MATERIAL FOR THIS TASK
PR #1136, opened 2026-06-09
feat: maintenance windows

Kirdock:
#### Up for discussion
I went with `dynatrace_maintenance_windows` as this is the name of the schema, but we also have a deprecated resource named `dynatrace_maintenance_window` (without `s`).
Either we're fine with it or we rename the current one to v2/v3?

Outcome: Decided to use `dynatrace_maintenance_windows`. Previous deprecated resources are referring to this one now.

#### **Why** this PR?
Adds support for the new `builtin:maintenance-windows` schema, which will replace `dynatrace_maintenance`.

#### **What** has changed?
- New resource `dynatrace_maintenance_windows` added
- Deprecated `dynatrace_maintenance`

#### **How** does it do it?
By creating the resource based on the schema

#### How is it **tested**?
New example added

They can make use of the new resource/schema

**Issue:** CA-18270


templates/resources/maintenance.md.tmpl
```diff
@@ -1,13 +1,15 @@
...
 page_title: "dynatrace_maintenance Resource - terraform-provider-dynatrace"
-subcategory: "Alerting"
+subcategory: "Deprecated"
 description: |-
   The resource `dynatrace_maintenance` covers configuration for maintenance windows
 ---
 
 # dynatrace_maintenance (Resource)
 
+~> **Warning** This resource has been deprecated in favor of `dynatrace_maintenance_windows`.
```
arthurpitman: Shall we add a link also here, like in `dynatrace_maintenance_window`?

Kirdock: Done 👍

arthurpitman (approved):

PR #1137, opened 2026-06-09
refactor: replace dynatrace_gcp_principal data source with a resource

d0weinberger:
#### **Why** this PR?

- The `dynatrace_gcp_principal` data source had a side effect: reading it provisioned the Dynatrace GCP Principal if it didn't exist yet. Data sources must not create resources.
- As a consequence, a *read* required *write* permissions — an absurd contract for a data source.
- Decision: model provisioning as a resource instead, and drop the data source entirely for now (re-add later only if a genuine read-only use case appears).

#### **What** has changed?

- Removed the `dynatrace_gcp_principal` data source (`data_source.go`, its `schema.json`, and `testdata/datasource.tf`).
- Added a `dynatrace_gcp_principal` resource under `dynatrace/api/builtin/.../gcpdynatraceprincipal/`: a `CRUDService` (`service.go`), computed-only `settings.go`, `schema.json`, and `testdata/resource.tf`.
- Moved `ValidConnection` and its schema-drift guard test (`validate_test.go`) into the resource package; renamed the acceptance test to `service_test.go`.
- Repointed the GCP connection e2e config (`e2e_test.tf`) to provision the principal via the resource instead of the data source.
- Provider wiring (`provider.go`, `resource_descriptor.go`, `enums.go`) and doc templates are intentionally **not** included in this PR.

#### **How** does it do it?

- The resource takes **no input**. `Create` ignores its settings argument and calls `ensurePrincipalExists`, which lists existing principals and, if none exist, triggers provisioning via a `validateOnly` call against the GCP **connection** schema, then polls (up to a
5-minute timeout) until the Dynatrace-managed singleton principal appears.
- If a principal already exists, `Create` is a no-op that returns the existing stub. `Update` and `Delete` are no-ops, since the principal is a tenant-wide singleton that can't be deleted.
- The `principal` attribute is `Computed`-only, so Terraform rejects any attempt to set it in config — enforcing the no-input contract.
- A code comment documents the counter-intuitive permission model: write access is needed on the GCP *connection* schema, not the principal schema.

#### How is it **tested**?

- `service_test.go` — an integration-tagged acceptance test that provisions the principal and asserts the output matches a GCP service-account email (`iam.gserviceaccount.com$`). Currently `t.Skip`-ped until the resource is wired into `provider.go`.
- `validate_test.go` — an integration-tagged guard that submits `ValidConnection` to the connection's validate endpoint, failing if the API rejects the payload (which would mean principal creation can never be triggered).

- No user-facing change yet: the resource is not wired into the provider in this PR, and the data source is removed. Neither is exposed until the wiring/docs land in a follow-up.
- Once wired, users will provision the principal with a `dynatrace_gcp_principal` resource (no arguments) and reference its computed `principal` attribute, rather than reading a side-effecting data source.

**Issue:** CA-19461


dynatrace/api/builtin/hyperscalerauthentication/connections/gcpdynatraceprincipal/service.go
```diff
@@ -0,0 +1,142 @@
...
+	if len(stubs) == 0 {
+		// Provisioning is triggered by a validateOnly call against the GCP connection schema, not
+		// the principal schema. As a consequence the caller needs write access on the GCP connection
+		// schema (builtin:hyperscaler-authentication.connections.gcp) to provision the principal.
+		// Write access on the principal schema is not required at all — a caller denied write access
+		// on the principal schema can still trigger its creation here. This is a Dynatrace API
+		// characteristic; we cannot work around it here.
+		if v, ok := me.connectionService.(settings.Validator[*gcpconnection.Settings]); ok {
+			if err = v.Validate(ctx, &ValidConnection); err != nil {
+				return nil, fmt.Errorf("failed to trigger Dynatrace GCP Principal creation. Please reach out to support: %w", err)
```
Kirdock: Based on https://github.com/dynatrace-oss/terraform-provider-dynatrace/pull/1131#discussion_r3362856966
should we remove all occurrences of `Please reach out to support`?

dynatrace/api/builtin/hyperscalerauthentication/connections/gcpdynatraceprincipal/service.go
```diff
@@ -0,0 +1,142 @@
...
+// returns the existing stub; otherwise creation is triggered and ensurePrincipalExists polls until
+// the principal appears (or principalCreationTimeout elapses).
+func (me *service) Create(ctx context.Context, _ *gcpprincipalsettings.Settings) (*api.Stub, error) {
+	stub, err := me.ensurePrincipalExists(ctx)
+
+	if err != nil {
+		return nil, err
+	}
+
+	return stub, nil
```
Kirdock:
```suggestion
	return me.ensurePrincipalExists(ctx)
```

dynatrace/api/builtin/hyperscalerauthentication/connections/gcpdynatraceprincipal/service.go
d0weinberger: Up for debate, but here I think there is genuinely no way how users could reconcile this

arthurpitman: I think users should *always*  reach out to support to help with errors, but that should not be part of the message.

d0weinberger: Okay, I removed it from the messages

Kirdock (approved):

PROBLEM TO WORK ON
The records above are to be given again in full, exactly.

YOUR RESPONSE
PR #1136, opened 2026-06-09
feat: maintenance windows

Kirdock:
#### Up for discussion
I went with `dynatrace_maintenance_windows` as this is the name of the schema, but we also have a deprecated resource named `dynatrace_maintenance_window` (without `s`).
Either we're fine with it or we rename the current one to v2/v3?

Outcome: Decided to use `dynatrace_maintenance_windows`. Previous deprecated resources are referring to this one now.

#### **Why** this PR?
Adds support for the new `builtin:maintenance-windows` schema, which will replace `dynatrace_maintenance`.

#### **What** has changed?
- New resource `dynatrace_maintenance_windows` added
- Deprecated `dynatrace_maintenance`

#### **How** does it do it?
By creating the resource based on the schema

#### How is it **tested**?
New example added

They can make use of the new resource/schema

**Issue:** CA-18270


templates/resources/maintenance.md.tmpl
```diff
@@ -1,13 +1,15 @@
...
 page_title: "dynatrace_maintenance Resource - terraform-provider-dynatrace"
-subcategory: "Alerting"
+subcategory: "Deprecated"
 description: |-
   The resource `dynatrace_maintenance` covers configuration for maintenance windows
 ---
 
 # dynatrace_maintenance (Resource)
 
+~> **Warning** This resource has been deprecated in favor of `dynatrace_maintenance_windows`.
```
arthurpitman: Shall we add a link also here, like in `dynatrace_maintenance_window`?

Kirdock: Done 👍

arthurpitman (approved):

PR #1137, opened 2026-06-09
refactor: replace dynatrace_gcp_principal data source with a resource

d0weinberger:
#### **Why** this PR?

- The `dynatrace_gcp_principal` data source had a side effect: reading it provisioned the Dynatrace GCP Principal if it didn't exist yet. Data sources must not create resources.
- As a consequence, a *read* required *write* permissions — an absurd contract for a data source.
- Decision: model provisioning as a resource instead, and drop the data source entirely for now (re-add later only if a genuine read-only use case appears).

#### **What** has changed?

- Removed the `dynatrace_gcp_principal` data source (`data_source.go`, its `schema.json`, and `testdata/datasource.tf`).
- Added a `dynatrace_gcp_principal` resource under `dynatrace/api/builtin/.../gcpdynatraceprincipal/`: a `CRUDService` (`service.go`), computed-only `settings.go`, `schema.json`, and `testdata/resource.tf`.
- Moved `ValidConnection` and its schema-drift guard test (`validate_test.go`) into the resource package; renamed the acceptance test to `service_test.go`.
- Repointed the GCP connection e2e config (`e2e_test.tf`) to provision the principal via the resource instead of the data source.
- Provider wiring (`provider.go`, `resource_descriptor.go`, `enums.go`) and doc templates are intentionally **not** included in this PR.

#### **How** does it do it?

- The resource takes **no input**. `Create` ignores its settings argument and calls `ensurePrincipalExists`, which lists existing principals and, if none exist, triggers provisioning via a `validateOnly` call against the GCP **connection** schema, then polls (up to a
5-minute timeout) until the Dynatrace-managed singleton principal appears.
- If a principal already exists, `Create` is a no-op that returns the existing stub. `Update` and `Delete` are no-ops, since the principal is a tenant-wide singleton that can't be deleted.
- The `principal` attribute is `Computed`-only, so Terraform rejects any attempt to set it in config — enforcing the no-input contract.
- A code comment documents the counter-intuitive permission model: write access is needed on the GCP *connection* schema, not the principal schema.

#### How is it **tested**?

- `service_test.go` — an integration-tagged acceptance test that provisions the principal and asserts the output matches a GCP service-account email (`iam.gserviceaccount.com$`). Currently `t.Skip`-ped until the resource is wired into `provider.go`.
- `validate_test.go` — an integration-tagged guard that submits `ValidConnection` to the connection's validate endpoint, failing if the API rejects the payload (which would mean principal creation can never be triggered).

- No user-facing change yet: the resource is not wired into the provider in this PR, and the data source is removed. Neither is exposed until the wiring/docs land in a follow-up.
- Once wired, users will provision the principal with a `dynatrace_gcp_principal` resource (no arguments) and reference its computed `principal` attribute, rather than reading a side-effecting data source.

**Issue:** CA-19461


dynatrace/api/builtin/hyperscalerauthentication/connections/gcpdynatraceprincipal/service.go
```diff
@@ -0,0 +1,142 @@
...
+	if len(stubs) == 0 {
+		// Provisioning is triggered by a validateOnly call against the GCP connection schema, not
+		// the principal schema. As a consequence the caller needs write access on the GCP connection
+		// schema (builtin:hyperscaler-authentication.connections.gcp) to provision the principal.
+		// Write access on the principal schema is not required at all — a caller denied write access
+		// on the principal schema can still trigger its creation here. This is a Dynatrace API
+		// characteristic; we cannot work around it here.
+		if v, ok := me.connectionService.(settings.Validator[*gcpconnection.Settings]); ok {
+			if err = v.Validate(ctx, &ValidConnection); err != nil {
+				return nil, fmt.Errorf("failed to trigger Dynatrace GCP Principal creation. Please reach out to support: %w", err)
```
Kirdock: Based on https://github.com/dynatrace-oss/terraform-provider-dynatrace/pull/1131#discussion_r3362856966
should we remove all occurrences of `Please reach out to support`?

dynatrace/api/builtin/hyperscalerauthentication/connections/gcpdynatraceprincipal/service.go
```diff
@@ -0,0 +1,142 @@
...
+// returns the existing stub; otherwise creation is triggered and ensurePrincipalExists polls until
+// the principal appears (or principalCreationTimeout elapses).
+func (me *service) Create(ctx context.Context, _ *gcpprincipalsettings.Settings) (*api.Stub, error) {
+	stub, err := me.ensurePrincipalExists(ctx)
+
+	if err != nil {
+		return nil, err
+	}
+
+	return stub, nil
```
Kirdock:
```suggestion
	return me.ensurePrincipalExists(ctx)
```

dynatrace/api/builtin/hyperscalerauthentication/connections/gcpdynatraceprincipal/service.go
d0weinberger: Up for debate, but here I think there is genuinely no way how users could reconcile this

arthurpitman: I think users should *always*  reach out to support to help with errors, but that should not be part of the message.

d0weinberger: Okay, I removed it from the messages

Kirdock (approved):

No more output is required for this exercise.